PR #83, opened 2020-01-31
feat: structured query convert inputs

kabeaty:
These changes add in the conversion and display of the query that matches the selections made in the `StructuredQuery` component.

Note that I didn't add Cypress tests in this PR, as I think it makes sense to add those in in a separate issue.

You can take a look at and run the tests. You can also play around with the `StructuredQuery` component in Storybook, selecting fields, operators, and entering values and watching the copyable query at the bottom of the page update. Confirm that the query looks as you would expect it to look.

not in this PR, there is another issue to update the documentation for the `StructuredQuery` component

no


packages/discovery-react-components/src/components/StructuredQuery/StructuredQuery.tsx
```diff
@@ -40,6 +55,18 @@ const StructuredQuery: FC<StructuredQueryProps> = ({ messages = defaultMessages
...
 
+  const handleCopyQueryOnClick = () => {
+    const stringifiedSelectionText = document.querySelector(
+      `.${structuredQueryCopyableQueryClass}`
+    )!.textContent;
+    const textArea = document.createElement('textarea');
+    textArea.textContent = stringifiedSelectionText;
+    document.body.appendChild(textArea);
+    textArea.select();
+    document.execCommand('copy');
```
Steven-Gassert: Apparently the `execCommand` function isn't available in Safari https://developer.mozilla.org/en-US/docs/Mozilla/Add-ons/WebExtensions/Interact_with_the_clipboard (scroll down a bit or search for the text 'safari'). Maybe we can spin up a tech_debt issue to support this?

packages/discovery-react-components/src/components/StructuredQuery/components/RemoveRuleRowButton/RemoveRuleRowButton.tsx
```diff
@@ -36,15 +36,20 @@ export const RemoveRuleRowButton: FC<RemoveRuleRowButtonProps> = ({
...
     if (isLastRuleInRuleGroup) {
       setStructuredQuerySelection({
+        ...structuredQuerySelection,
         groups: {
           ...omit(structuredQuerySelection.groups, groupId)
         },
+        rows: {
+          ...filteredRows
+        },
         group_order: structuredQuerySelection.group_order.filter(id => id !== groupId)
```
Steven-Gassert: do you mind clarifying what the use of `group_order` is?

packages/discovery-react-components/src/components/StructuredQuery/StructuredQuery.tsx
kabeaty: Ah, good catch. Yeah, I can do that 👍

packages/discovery-react-components/src/components/StructuredQuery/components/RemoveRuleRowButton/RemoveRuleRowButton.tsx
kabeaty: Sure! See this discussion for the background: https://github.com/watson-developer-cloud/discovery-components/pull/42#discussion_r364437642. I can also add a comment clarifying if you think that would be helpful?

packages/discovery-react-components/src/components/StructuredQuery/StructuredQuery.tsx
kabeaty: As discussed, I pushed up a change to not include copy functionality (at least until we have clarity on the desired interaction and if it does include this)

packages/discovery-react-components/src/components/StructuredQuery/utils/stringifyStructuredQuerySelection.ts
```diff
@@ -0,0 +1,32 @@
+import { StructuredQuerySelection } from './structuredQueryInterfaces';
+
+export const stringifyStructuredQuerySelection = (
+  structuredQuerySelection: StructuredQuerySelection
+) => {
+  let stringifiedStructuredQuerySelection: string = '';
+  stringifiedStructuredQuerySelection += Object.keys(structuredQuerySelection.groups)
```
maniax89: i thought that `group_order` was going to be used here to grab the groups instead of doing `Object.keys` on the groups object?

packages/discovery-react-components/src/components/StructuredQuery/utils/stringifyStructuredQuerySelection.ts
```diff
@@ -0,0 +1,32 @@
...
+    .map(groupId => {
+      return groupId === '0'
```
maniax89: should the condition be whether or not there are multiple rows (i.e. `rows.length > 1`) before wrapping in parentheses?

packages/discovery-react-components/src/components/StructuredQuery/utils/stringifyStructuredQuerySelection.ts
```diff
@@ -0,0 +1,32 @@
...
+    })
+    .join(structuredQuerySelection.groups[0].operator);
+  return stringifiedStructuredQuerySelection;
+};
+
+const stringifyRows = (structuredQuerySelection: StructuredQuerySelection, groupId: string) => {
+  return structuredQuerySelection.groups[groupId].rows
+    .map((rowId: string) => {
+      const row = structuredQuerySelection.rows[rowId];
+      const rowField = containsReservedCharacters(row.field) ? '"' + row.field + '"' : row.field;
```
maniax89: i don't think we want to wrap field names in quotes as that query wouldn't actually work. is there a way we are testing the queries that this component produces?

maniax89: i believe if you want to escape the field names, you can use a backslash `\` and the query parser will still work

for example:
```
my,field:bar
```

would become
```
my\,field:bar
```

packages/discovery-react-components/src/components/StructuredQuery/utils/stringifyStructuredQuerySelection.ts
```diff
@@ -0,0 +1,32 @@
...
+      const rowValue = containsReservedCharacters(row.value) ? '"' + row.value + '"' : row.value;
+      return `${rowField}${row.operator}${rowValue}`;
+    })
+    .join(structuredQuerySelection.groups[groupId].operator);
+};
+
+const containsReservedCharacters = (fieldOrValue: string) => {
+  // Reserved characters include , | : ! as they are used as operators in the query
+  const regexForReservedCharacters = /([,|:!])+/g;
```
maniax89: i think there are more than these for reserved characters -> https://github.ibm.com/Watson-Discovery/discovery-query-parser/blob/master/src/main/antlr/DiscoveryLexer.g4

packages/discovery-react-components/src/components/StructuredQuery/utils/stringifyStructuredQuerySelection.ts
kabeaty: Ah, yep, updated...thanks for keeping me honest!

packages/discovery-react-components/src/components/StructuredQuery/utils/stringifyStructuredQuerySelection.ts
kabeaty: I don't think so because, at least on cloud, the initial top-level rules are never wrapped in parentheses, but then the rule(s) for all of the nested rule groups are.

packages/discovery-react-components/src/components/StructuredQuery/utils/stringifyStructuredQuerySelection.ts
kabeaty: Ah, okay, thanks for the catch and links with more info on this. Updated to escape the expanded set of reserved characters with a backslash 👍

packages/discovery-react-components/src/components/StructuredQuery/utils/stringifyStructuredQuerySelection.ts
```diff
@@ -4,29 +4,31 @@ export const stringifyStructuredQuerySelection = (
...
-const stringifyRows = (structuredQuerySelection: StructuredQuerySelection, groupId: string) => {
+const stringifyRows = (structuredQuerySelection: StructuredQuerySelection, groupId: number) => {
   return structuredQuerySelection.groups[groupId].rows
-    .map((rowId: string) => {
+    .map((rowId: number) => {
       const row = structuredQuerySelection.rows[rowId];
-      const rowField = containsReservedCharacters(row.field) ? '"' + row.field + '"' : row.field;
-      const rowValue = containsReservedCharacters(row.value) ? '"' + row.value + '"' : row.value;
+      const rowField = escapeReservedCharacters(row.field);
+      const rowValue = row.value === '' ? row.value : '"' + row.value + '"';
```
maniax89: Should we always be quoting values? I would think that we would only quote things that have reserved characters. Also we need to make sure we escape double quotes

kabeaty: Yeah, that's what I was thinking too. But I updated to always quote values since I realized that's what we're doing on cloud and that way we don't spend time checking for reserved characters when the values can just always be quoted.

I have double quotes in the regex, or maybe I'm missing something?

packages/discovery-react-components/src/components/StructuredQuery/utils/stringifyStructuredQuerySelection.ts
```diff
@@ -19,12 +19,16 @@ const stringifyRows = (structuredQuerySelection: StructuredQuerySelection, group
...
       const rowField = escapeReservedCharacters(row.field);
-      const rowValue = row.value === '' ? row.value : '"' + row.value + '"';
+      const rowValue = row.value === '' ? row.value : '"' + escapeDoubleQuotes(row.value) + '"';
       return `${rowField}${row.operator}${rowValue}`;
     })
     .join(structuredQuerySelection.groups[groupId].operator);
 };
 
+const escapeDoubleQuotes = (value: string) => {
+  return value.replace('"', '\\"');
```
maniax89: this will only replace the first occurrence of a double quote. if you use a regex with the `g` modifier (global), it will replace all matches

PR #11, opened 2021-06-15
[Feature] Hemispherical distant sensor plugin

leroyvn:
## Description

This PR adds a hemispherical distant sensor, which is similar to an adjoint to the `envmap` emitter. It records radiance leaving the scene in a hemisphere. It can be useful to get a qualitative idea of the effective BRDF of a surface with complex geometry.

Code is mostly taken from the `distant` sensor plugin, and I don't know to what extent it would be desirable and/or doable to move common parts to a library header (in the end, only the constructor and direction sampling code are different).

An example of RGB output (a simple rectangular surface with a `roughconductor` BSDF; coloured dots each correspond to a directional emitter in the scene; note that pixel index origin is taken at the bottom left of the image):

Screenshot 2021-06-15 at 12 29 13

## To do

- [x] Improve docs with a example of output (also add up direction on it) and a schematic to explain film-hemisphere mapping
- [x] Update docs with actual test scene
- [x] Add tests

## Testing

A set of tests similar to those written for `distant` is included. We test for object construction, ray sampling and overall result correctness in a few scenarios. 

## Checklist

- [ ] My code follows the [style guidelines](https://mitsuba2.readthedocs.io/en/latest/src/developer_guide/intro.html#introduction) of this project
- [ ] I give permission that the Mitsuba 2 project may redistribute my contributions under the terms of its [license](https://github.com/mitsuba-renderer/mitsuba2/blob/master/LICENSE)


leroyvn:
After a quick discussion (https://github.com/mitsuba-renderer/mitsuba-data/pull/9#issuecomment-5193552084), we decided to close this PR, as `hdistant` seems quite domain-specific. For interested users, a more current implementation lives on the [Eradiate fork of Mitsuba](https://github.com/eradiate/mitsuba3/blob/main/src/eradiate_plugins/sensors/hdistant.cpp).

PR #40, opened 2021-10-11
Emissive Volume Rendering with Emitters

Microno95:
This PR adds emissive event sampling in the null-scattering `volpathmis` integrator for sampling the VRE and MIS for emission. It supersedes the previous PR #2 

## Description

Adds emissive volume support by adding a volume emitter. The interface, after discussion with @dvicini, involves adding an emitter attribute to medium which then behaves as a first class emitter (i.e. same as any other emitter). 

This change requires that endpoints accept an extra floating point random number in order to sample the volume. Aside from that, some machinery for transforming a SurfaceInteraction into a MediumInteraction and vice versa was incorporated to prevent bloat in the remainder of the code - currently sampling an emitter requires passing in a SurfaceInteraction which I did not want to change.

## Testing

- The updated codebase compiles with no new warnings.
- Automated python tests fail for LLVM modes for an unknown reason, I will investigate and update with a solution. Currently tests in `test_megakernel.py` fail with a segmentation error due to a missing reference to an LLVM variable - I'm open to suggestions for how to debug this.
- Most python tests pass, I'm working on fixing the issues with the remaining tests.
- Generated several emission test variants in `participating_media` which the integrator renders. These will probably need a separate PR for the mitsuba resources repo - additionally, these would need reference renders to be generated.
- Tested compilation for all `scalar_`, `llvm_`, `cuda_` single precision and double modes on both windows and ubuntu.

## Checklist:

- [x] My code also compiles for `cuda_*` and `llvm_*` variants.
- [x] I give permission that the Mitsuba 2 project may redistribute my contributions under the terms of its [license](https://github.com/mitsuba-renderer/mitsuba2/blob/master/LICENSE)

## Notes

- The implementation uses non-analogue probabilities as described in [Monte Carlo Methods for Volumetric Light Transport Simulation](https://cs.dartmouth.edu/wjarosz/publications/novak18monte.pdf) for 2 reasons:
	1. The radiance herein is assumed to not be the product of `sigma_a` and `L_e`, but rather simply `L_e` and while making the probability proportional to the radiance seems reasonable, I found that this led to fireflies in spectral modes and in fact setting the probability proportional to `ek::select(ek::hmean(radiance) > 0, sigma_t, 0.f)` leads to significantly better results.
	2. The scattering probability is left proportional to `sigma_t` for the reason that when proportional to `sigma_s` I was observing a reduced throughput in spectral rendering modes when the term `index_spectrum(sigma_s, channel)` was zero while non-zero for other channels.


johnson-c:
What is the status of this? Looks like it didn't make its way into mitsuba 3. Are there still plans to do this?

dvicini:
Not yet no. I am not sure if @Microno95 is currently actively working on this. We went back and forth on the implementation but there were still some correctness issues the last time we spoke.

Microno95:
I unfortunately had to put this on hold for the past two months due to paper writing and getting covid twice (yay). I'll be back to working on this soon, but as @dvicini said, there are correctness issues that need to be resolved first.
——
§ **TASK INSTRUCTIONS**
Considering the records above, count the lines where the string "escapeReservedCharacters" occurs and return that number alone.

§ **OUTPUT OF THE EXERCISE**
2